Issue #4302, opened 2020-11-27
/api/dart2-package-name-completion-data


jonasfj:
```
GET /api/dart2-package-name-completion-data
{
  "packages": [
    ..., "retry", ... // ordered by popularity * likes * pub points
  ],
}
```
We filter out packages that:
 * only supports Dart 1.x
 * is flagged discontinued,
 * is flagged unlisted.

Results ordered by some combination of `popularity`, `likes` and `pub points`.
We do not formally promise what ordering the API has, nor promise that the ordering won't change.

Nor do we make the API paging, if there are more packages than we can list in some future, then we return the `N` most important packages ranked by popularity, likes and pub points; with `N` being a high number something like 10k or 100k.

Note:
 * it's important that we cache this response. I propose caching the gzipped response such that we can serve a large number of these requests rather efficiently.
 * We should ensure that we support gzip for this request, and either reject requests that do not have the header `accept-encoding: gzip`, or support serving without gzip too.
 * We could store the value of this in GCS and redirect to a public bucket, this would indeed be a very reasonable thing to do.
 * I'm open to better path suggestions than `/api/dart2-package-name-completion-data`, but I think it's worthwhile making sure that the API end-point is specific to:
   * Clients who want to do code-completion for package names,
   * Dart 2.x clients -- because Dart 1.x packages are irrelevant, and when one day Dart 3 becomes a thing we might want to use a new end-point for this (though I can be dissuaded from this argument).

jonasfj:
I could also be convinced we should call this something like:
 * `/api/package-name-completion`
 * `/api/package-names/completion-data`
 * `/api/completion/package-names-dart2`
 * `/api/package-name-completion`

sigurdm:
I don't think we need `dart2` in the name.

We know nothing about how dart3 will be - let's plan for it when we know more.

If a new endpoint is really  needed we can always call the new endpoint something with `dart3`.

`/api/package-name-completion` sounds good to me.

isoos:
> I don't think we need dart2 in the name.

+1

> /api/package-name-completion

I'd expect such endpoint to complete a package name that I provide via a query parameter. Anything against `/api/package-names/completion-data` or `/api/package-name-completion-data` ?

sigurdm:
> Anything against /api/package-names/completion-data or /api/package-name-completion-data ?

Nope - good point!

DanTup:
[...]

PR #4304, opened 2020-11-30
API for name completion data.

isoos:
- #4302
- Tested search responses on staging: 400-600 ms on the search instance to serve the content, a 200-500 ms more on the frontend instance to parse, transform and cache it. If we were to use a binary protocol for search, this could be reduced by about 50-150 ms.
- The uncompressed size is about 280k, the compressed is about 80k with the default gzip settings.
- Caching the gzipped content for 8 hours seems to be a good balance.
- Clients that do not accept gzip encoding are rejected with HTTP 406.
- Added to integration test (also checks on post-deployment) - as long as `retry` is a popular package, it won't fail :).

### DIFF
--- a/app/lib/frontend/handlers/custom_api.dart
+++ b/app/lib/frontend/handlers/custom_api.dart
@@ -3,7 +3,6 @@
 // BSD-style license that can be found in the LICENSE file.
 
 import 'dart:async';
-import 'dart:convert';
 import 'dart:io';
 
 import 'package:client_data/package_api.dart';
@@ -23,6 +22,7 @@ import '../../shared/exceptions.dart';
 import '../../shared/handlers.dart';
 import '../../shared/redis_cache.dart' show cache;
 import '../../shared/urls.dart' as urls;
+import '../../shared/utils.dart' show jsonUtf8Encoder;
 
 /// Handles requests for /api/documentation/<package>
 Future<shelf.Response> apiDocumentationHandler(
@@ -113,9 +113,9 @@ Future<shelf.Response> apiPackageNameCompletionDataHandler(
       skipCache: true,
     );
 
-    return gzip.encode(utf8.encode(json.encode({
+    return gzip.encode(jsonUtf8Encoder.convert({
       'packages': rs.packages.map((p) => p.package).toList(),
-    })));
+    }));
   });
 
   return shelf.Response(200, body: bytes, headers: {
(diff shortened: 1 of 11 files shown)


jonasfj:
>  200-500 ms more on the frontend instance to parse

Is that CPU time on the main thread of the frontend instance?

That'll make a lot of other requests much slower.. Should we consider making a `?compact=1` mode for search backend, where it only returns package names?

Maybe we should forbid `limit > 100` unless `compact=1` on the search backend?

isoos:
> Is that CPU time on the main thread of the frontend instance?

It was local benchmark.

> Should we consider making a ?compact=1 mode for search backend, where it only returns package names?

Good point, however, the result format would be somewhat different: instead of `"packages": [{"package": "<pkg>"}, {...}, ...]` we would have `"packageNames": ["<pkg>", "<pkg>", ]). I'd add that in a separate PR.

> Maybe we should forbid limit > 100 unless compact=1 on the search backend?

Not sure if this is necessary...

app/lib/frontend/handlers/custom_api.dart
```diff
@@ -90,6 +92,40 @@ Future<shelf.Response> apiPackageNamesHandler(shelf.Request request) async {
...
+/// Handles requests for
+/// - /api/package-name-completion-data
+Future<shelf.Response> apiPackageNameCompletionDataHandler(
+    shelf.Request request) async {
+  // only accept requests which allow gzip content encoding
+  final acceptsEncoding =
+      request.headers[HttpHeaders.acceptEncodingHeader] ?? '*';
+  if (!acceptsEncoding.contains('*') && !acceptsEncoding.contains('gzip')) {
+    throw NotAcceptableException('Client must accept gzip content.');
+  }
```
jonasfj, line 104: nit: What about an extension method on `Request.acceptEncoding(String) -> bool`

app/lib/frontend/handlers/custom_api.dart
```diff
@@ -90,6 +92,40 @@ Future<shelf.Response> apiPackageNamesHandler(shelf.Request request) async {
...
+      ServiceSearchQuery.parse(
+        tagsPredicate: TagsPredicate.regularSearch(),
+        limit: 20000,
+      ),
+      // Do not cache response at the search client level, as we'll be caching
+      // it in a processed form much longer.
+      skipCache: true,
+    );
+
+    return gzip.encode(utf8.encode(json.encode({
```
jonasfj, line 117: We should fuse these :D

jonasfj (approved):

(Work item): Print all of the entries exactly as they are written.

(Result of this exercise):
Issue #4302, opened 2020-11-27
/api/dart2-package-name-completion-data


jonasfj:
```
GET /api/dart2-package-name-completion-data
{
  "packages": [
    ..., "retry", ... // ordered by popularity * likes * pub points
  ],
}
```
We filter out packages that:
 * only supports Dart 1.x
 * is flagged discontinued,
 * is flagged unlisted.

Results ordered by some combination of `popularity`, `likes` and `pub points`.
We do not formally promise what ordering the API has, nor promise that the ordering won't change.

Nor do we make the API paging, if there are more packages than we can list in some future, then we return the `N` most important packages ranked by popularity, likes and pub points; with `N` being a high number something like 10k or 100k.

Note:
 * it's important that we cache this response. I propose caching the gzipped response such that we can serve a large number of these requests rather efficiently.
 * We should ensure that we support gzip for this request, and either reject requests that do not have the header `accept-encoding: gzip`, or support serving without gzip too.
 * We could store the value of this in GCS and redirect to a public bucket, this would indeed be a very reasonable thing to do.
 * I'm open to better path suggestions than `/api/dart2-package-name-completion-data`, but I think it's worthwhile making sure that the API end-point is specific to:
   * Clients who want to do code-completion for package names,
   * Dart 2.x clients -- because Dart 1.x packages are irrelevant, and when one day Dart 3 becomes a thing we might want to use a new end-point for this (though I can be dissuaded from this argument).

jonasfj:
I could also be convinced we should call this something like:
 * `/api/package-name-completion`
 * `/api/package-names/completion-data`
 * `/api/completion/package-names-dart2`
 * `/api/package-name-completion`

sigurdm:
I don't think we need `dart2` in the name.

We know nothing about how dart3 will be - let's plan for it when we know more.

If a new endpoint is really  needed we can always call the new endpoint something with `dart3`.

`/api/package-name-completion` sounds good to me.

isoos:
> I don't think we need dart2 in the name.

+1

> /api/package-name-completion

I'd expect such endpoint to complete a package name that I provide via a query parameter. Anything against `/api/package-names/completion-data` or `/api/package-name-completion-data` ?

sigurdm:
> Anything against /api/package-names/completion-data or /api/package-name-completion-data ?

Nope - good point!

DanTup:
[...]

PR #4304, opened 2020-11-30
API for name completion data.

isoos:
- #4302
- Tested search responses on staging: 400-600 ms on the search instance to serve the content, a 200-500 ms more on the frontend instance to parse, transform and cache it. If we were to use a binary protocol for search, this could be reduced by about 50-150 ms.
- The uncompressed size is about 280k, the compressed is about 80k with the default gzip settings.
- Caching the gzipped content for 8 hours seems to be a good balance.
- Clients that do not accept gzip encoding are rejected with HTTP 406.
- Added to integration test (also checks on post-deployment) - as long as `retry` is a popular package, it won't fail :).

### DIFF
--- a/app/lib/frontend/handlers/custom_api.dart
+++ b/app/lib/frontend/handlers/custom_api.dart
@@ -3,7 +3,6 @@
 // BSD-style license that can be found in the LICENSE file.
 
 import 'dart:async';
-import 'dart:convert';
 import 'dart:io';
 
 import 'package:client_data/package_api.dart';
@@ -23,6 +22,7 @@ import '../../shared/exceptions.dart';
 import '../../shared/handlers.dart';
 import '../../shared/redis_cache.dart' show cache;
 import '../../shared/urls.dart' as urls;
+import '../../shared/utils.dart' show jsonUtf8Encoder;
 
 /// Handles requests for /api/documentation/<package>
 Future<shelf.Response> apiDocumentationHandler(
@@ -113,9 +113,9 @@ Future<shelf.Response> apiPackageNameCompletionDataHandler(
       skipCache: true,
     );
 
-    return gzip.encode(utf8.encode(json.encode({
+    return gzip.encode(jsonUtf8Encoder.convert({
       'packages': rs.packages.map((p) => p.package).toList(),
-    })));
+    }));
   });
 
   return shelf.Response(200, body: bytes, headers: {
(diff shortened: 1 of 11 files shown)


jonasfj:
>  200-500 ms more on the frontend instance to parse

Is that CPU time on the main thread of the frontend instance?

That'll make a lot of other requests much slower.. Should we consider making a `?compact=1` mode for search backend, where it only returns package names?

Maybe we should forbid `limit > 100` unless `compact=1` on the search backend?

isoos:
> Is that CPU time on the main thread of the frontend instance?

It was local benchmark.

> Should we consider making a ?compact=1 mode for search backend, where it only returns package names?

Good point, however, the result format would be somewhat different: instead of `"packages": [{"package": "<pkg>"}, {...}, ...]` we would have `"packageNames": ["<pkg>", "<pkg>", ]). I'd add that in a separate PR.

> Maybe we should forbid limit > 100 unless compact=1 on the search backend?

Not sure if this is necessary...

app/lib/frontend/handlers/custom_api.dart
```diff
@@ -90,6 +92,40 @@ Future<shelf.Response> apiPackageNamesHandler(shelf.Request request) async {
...
+/// Handles requests for
+/// - /api/package-name-completion-data
+Future<shelf.Response> apiPackageNameCompletionDataHandler(
+    shelf.Request request) async {
+  // only accept requests which allow gzip content encoding
+  final acceptsEncoding =
+      request.headers[HttpHeaders.acceptEncodingHeader] ?? '*';
+  if (!acceptsEncoding.contains('*') && !acceptsEncoding.contains('gzip')) {
+    throw NotAcceptableException('Client must accept gzip content.');
+  }
```
jonasfj, line 104: nit: What about an extension method on `Request.acceptEncoding(String) -> bool`

app/lib/frontend/handlers/custom_api.dart
```diff
@@ -90,6 +92,40 @@ Future<shelf.Response> apiPackageNamesHandler(shelf.Request request) async {
...
+      ServiceSearchQuery.parse(
+        tagsPredicate: TagsPredicate.regularSearch(),
+        limit: 20000,
+      ),
+      // Do not cache response at the search client level, as we'll be caching
+      // it in a processed form much longer.
+      skipCache: true,
+    );
+
+    return gzip.encode(utf8.encode(json.encode({
```
jonasfj, line 117: We should fuse these :D

jonasfj (approved):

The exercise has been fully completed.